To sum up: Right now I would create a basic library for certain things that are small and that may be used by many projects, and create a new library for every new component that is going to be larger and only is used by some projects. A good candidate for a new library would be a new UI component with multiple images defined in the resources. A good candidate for the base library are commonly-used methods and things like file caches, for example. Compiled code is compressed quite heavily for Dalvik, which you can see here. (The whole presentation is actually fun to watch :-)

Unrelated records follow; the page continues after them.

PR #3397, opened 2021-11-22
prepare a solution for 3353

gmaurel:
only a proposal to be test


micheleCTDE:
Tested on my usual test repo. No regressions whatssoever.

gmaurel:
Thanks for testing

PR #3408, opened 2021-11-29
Apply sp_ptr_star_func_var to function pointer types

### LINKED ISSUE #3402: sp_ptr_star_func_var doesn't work in typedefs
Config file:

```
sp_ptr_star_func_var = remove
sp_after_ptr_star = force
```

Test code:

```
int (*    func)(void);
typedef int (*    func_t)(void);
```

Expected result:

```
int (*func)(void);
typedef int (*func_t)(void);
```

Actual result:

```
int (*func)(void);
typedef int (* func_t)(void);
```

alexhenrie:
And mark function pointer types as CT_FUNC_TYPE in mark_function_type.

I'm pretty sure that this is the right approach because token_enum.h uses a typedef in its example for CT_FUNC_TYPE:

```
   CT_FUNC_TYPE,          // function type - foo in "typedef void (*foo)(void)"
```

If anyone wants to have a different rule for function pointer typedefs than for ordinary function pointers, let me know and I will happily make a separate `sp_ptr_star_func_type` option.

Fixes #3402

### DIFF
--- a/src/combine_fix_mark.cpp
+++ b/src/combine_fix_mark.cpp
@@ -2211,7 +2211,7 @@ bool mark_function_type(chunk_t *pc)
    {
       if (pc->flags.test(PCF_IN_TYPEDEF))
       {
-         set_chunk_type(varcnk, CT_TYPE);
+         set_chunk_type(varcnk, CT_FUNC_TYPE);   // Issue #3402
       }
       else
       {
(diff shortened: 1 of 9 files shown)


gmaurel (changes requested):
Yes, make it. 
It make sence to separate.

alexhenrie:
See pull request #3417

Issue #3422, opened 2021-12-11
Alignment on assignment not working with multiple assignments.


micheleCTDE:
uncrustify b9dc602c.
If multiple assignments are used in the same line, alignment of the following lines doesn't work correctly.

Input
```
void main()
{
        unsigned long uncompressed_size = 0, compressed_size = 0;
        char *data_buffer1 = NULL;

        unsigned long uncompressed_size = 0;
        char *data_buffer2 = NULL;
}
```

Output:
```
void main()
{
        unsigned long uncompressed_size = 0, compressed_size = 0;
        char         *data_buffer1 = NULL;

        unsigned long uncompressed_size = 0;
        char         *data_buffer2      = NULL;
}
```

Expected: same alignment of assignment for both data_buffer1 and data_buffer2 lines.

This issue is mostly for tracking purpose. I will work on a solution and propose a PR when ready.

gmaurel:
uncrustify doesn't support multiple declarations.
It is **evertime** better to spend some more lines for declarations.
Let us never begin with support multiple declarations.

micheleCTDE:
Hi Guy,
I agree on the fact that is better to split declarations on multiple lines, but in case a huge code base has multiple declarations on a line, wouldn't it be nicer to consider the first assignment for alignment with other lines? The example above is minimal, but the definition block could actually several lines longer.
I am not talking about aligning multiple assignments on multiple rows, just the most left side one.
That is I am talking about:
```
int aaaa = 1, bbbb = 2, cccc = 3;
int a       = 1, b = 2, c = 3;
```
Not 
```
int aaaa = 1, bbbb = 2, cccc = 3;
int a    = 1, b    = 2, c    = 3;
```
What do you think?

guy-maurel:
I had the experience of very surprising error with multiple declaration.
Would it be wise to propose a new option to first split such a declaration?

micheleCTDE:
> I had the experience of very surprising error with multiple declaration. 

Interesting, what kind of issue did you run into just for my info. You can drop me an email if you prefer.

>Would it be wise to propose a new option to first split such a declaration?

That's a good idea. Perhaps we can do two things:
1) add option to enable/disable alignment on first assignment (this is quick to do). Default will be false, so no chances to current behavior.
2) add option to split multiple definitions into single definitions over multiple lines (this will probably take some extra work but I am willing to look into it). Default will also be false.

Does it sound good?

micheleCTDE:
[...]

PR #3425, opened 2021-12-12
Fix issue #3422

micheleCTDE:
One test was affected, referring to bug 612, but I am not able to find any reference to what that bug was. I propose we update the test, which is what I have done.

### DIFF
--- a/documentation/htdocs/config.txt
+++ b/documentation/htdocs/config.txt
@@ -2579,6 +2579,11 @@ align_assign_func_proto_span    = 0        # unsigned number
 # 0: No limit (default).
 align_assign_thresh             = 0        # number
 
+# Whether to align on the left most assignment when multiple
+# definitions are found on the same line.
+# Depends on 'align_assign_span' and 'align_assign_thresh' settings.
+align_assign_on_multi_var_defs  = false    # true/false
+
 # How to apply align_assign_span to function declaration "assignments", i.e.
 # 'virtual void foo() = 0' or '~foo() = {default|delete}'.
 #
--- a/documentation/htdocs/default.cfg
+++ b/documentation/htdocs/default.cfg
@@ -2579,6 +2579,11 @@ align_assign_func_proto_span    = 0        # unsigned number
 # 0: No limit (default).
 align_assign_thresh             = 0        # number
 
+# Whether to align on the left most assignment when multiple
+# definitions are found on the same line.
+# Depends on 'align_assign_span' and 'align_assign_thresh' settings.
+align_assign_on_multi_var_defs  = false    # true/false
+
 # How to apply align_assign_span to function declaration "assignments", i.e.
 # 'virtual void foo() = 0' or '~foo() = {default|delete}'.
 #
--- a/etc/defaults.cfg
+++ b/etc/defaults.cfg
@@ -2579,6 +2579,11 @@ align_assign_func_proto_span    = 0        # unsigned number
 # 0: No limit (default).
 align_assign_thresh             = 0        # number
 
+# Whether to align on the left most assignment when multiple
+# definitions are found on the same line.
+# Depends on 'align_assign_span' and 'align_assign_thresh' settings.
+align_assign_on_multi_var_defs  = false    # true/false
+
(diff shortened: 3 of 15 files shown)


micheleCTDE:
As an alternative solution, we could add an option to whether align/not align when multiple variable definitions are found on the same line. This should not require a change of the test for bug 612.
@guy-maurel What do you think? Add option or keep PR as is?

gmaurel (changes requested):
NO support here

micheleCTDE:
I tested on my ~3200 files test repo. Mostly good, but I see a regression with virtual functions declarations in 3 files. Will need more work, together with an option to enable/disable this.

micheleCTDE:
I analysed the "egression in more detail.
The difference in those 3 files (out of ~3200 files) is with pointers to function, not with virtual functions.
In fact I would say it is not even a regression but a feature, because before this PR pointers to functions were aligned on return type but not on assignment, as in this example:

Original code:
```
int (*F_recv)(int, void*, unsigned long int, int) = 0L;
int (*F_send)(int, const void*, unsigned long int, int) = 0L;
int (*F_getsockname)(int, struct sockaddr*, ksocklen_t*) = 0L;
int (*F_getpeername)(int, struct sockaddr*, ksocklen_t*) = 0L;
int (*F_accept)(int, struct sockaddr*, ksocklen_t*) = 0L;
int (*F_select)(int, fd_set*, fd_set*, fd_set*, struct timeval*) = 0L;
int (*F_listen)(int, int) = 0L;
int (*F_bind)(int, const struct sockaddr*, ksocklen_t) = 0L;
int a = 0;
double bbbbb = 5.0;
double ccccccccccc = 5.0;
static double mylongclassname::dddddddddddddddd = 5.0;
```

Without this PR:
```
int           (*F_recv)(int, void*, unsigned long int, int) = 0L;
int           (*F_send)(int, const void*, unsigned long int, int) = 0L;
int           (*F_getsockname)(int, struct sockaddr*, ksocklen_t*) = 0L;
int           (*F_getpeername)(int, struct sockaddr*, ksocklen_t*) = 0L;
int           (*F_accept)(int, struct sockaddr*, ksocklen_t*) = 0L;
int           (*F_select)(int, fd_set*, fd_set*, fd_set*, struct timeval*) = 0L;
int           (*F_listen)(int, int) = 0L;
int           (*F_bind)(int, const struct sockaddr*, ksocklen_t) = 0L;
int           a                                 = 0;
double        bbbbb                             = 5.0;
double        ccccccccccc                       = 5.0;
static double mylongclassname::dddddddddddddddd = 5.0;
```

With this PR:
```
int           (*F_recv)(int, void*, unsigned long int, int)                = 0L;
int           (*F_send)(int, const void*, unsigned long int, int)          = 0L;
int           (*F_getsockname)(int, struct sockaddr*, ksocklen_t*)         = 0L;
int           (*F_getpeername)(int, struct sockaddr*, ksocklen_t*)         = 0L;
int           (*F_accept)(int, struct sockaddr*, ksocklen_t*)              = 0L;
int           (*F_select)(int, fd_set*, fd_set*, fd_set*, struct timeval*) = 0L;
int           (*F_listen)(int, int)                                        = 0L;
int           (*F_bind)(int, const struct sockaddr*, ksocklen_t)           = 0L;
int           a                                 = 0;
double        bbbbb                             = 5.0;
double        ccccccccccc                       = 5.0;
static double mylongclassname::dddddddddddddddd = 5.0;
```

You can see the side of the return type gets aligned, but the side of the assignment is not.
I would be inclined on merging this PR as is (or perhaps with an additional enable/disable option) and later work on adding more options for alignment of "pointers to function" enable/disable, alignment on return type side and alignment on assignment side.

What do you think @gmaurel?

gmaurel:
yes

micheleCTDE:
I have added the option 'align_assign_on_multi_var_defs' to allow the user to enable/disable this behavior. 
Default value is false, so no changes in behavior from the original uncrustify code. Changes on the test file for bug 612 are no longer required.
When the option is set to true, assignment will be aligned on the left most assign of a multi variable definition.

gmaurel (approved):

Edit: If ProGuard is activated, it will also remove unused code for you. The default proguard.cfg is sufficient. It will not run on the (default) debug built, but when the final .apk is compiled. So it actually is possible!
I have used 3 level deep Android library projects successfully though it is kind of a pain. The primary use-case is when there are a set of resources and classes that you want to share across a few projects. Since I use a version control system, I would rather not use symlinks.
Note that Android Library projects also suffer greatly when dealing with resources. ADT will rebuild R.java once for each library, and each R.java will contain a copy of all resource ids from all libraries. The core problem here is that resources are regenerated for the entire project as a whole, and there is no way to "build a jar" for a dependency as would be expected with normal "libraries". We tried integrating with OpenFeint, and had all kinds of hell dealing with libraries and dependencies. I think we ended up just merging all the OpenFeint source and resource files into our own project and ditching the "Library" project as it was offering little value.
Android Library projects are a clunky way of sharing code between projects and have a number of drawbacks. I've found that everything accomplished with a Library project can also be accomplished with symlinks (symlink source into two projects). I've yet to find a usecase where an Android Library project offered something that wasn't easy to replicate with other, less fragile means.
If I want to distribute a closed paid app, there are differences in decompilation if
a) I compile the code of the library directly with a copy-paste of the src classes in my project
b) I simply add the .jar of the library to my build path
c) I create an android library project and add it to my main project
I have heard that the only advantage of a) is that obfuscators like proguard can obfuscate the whole library code while in b) this is not possible since the classes are yet compiled.... Is this info correct?
and in c) ? is the same case of a) or there is any difference in code security?
The options all produce the same results. ProGuard reads the compiled code from the application project, from any library jars, and from any library projects, and treats it all the same.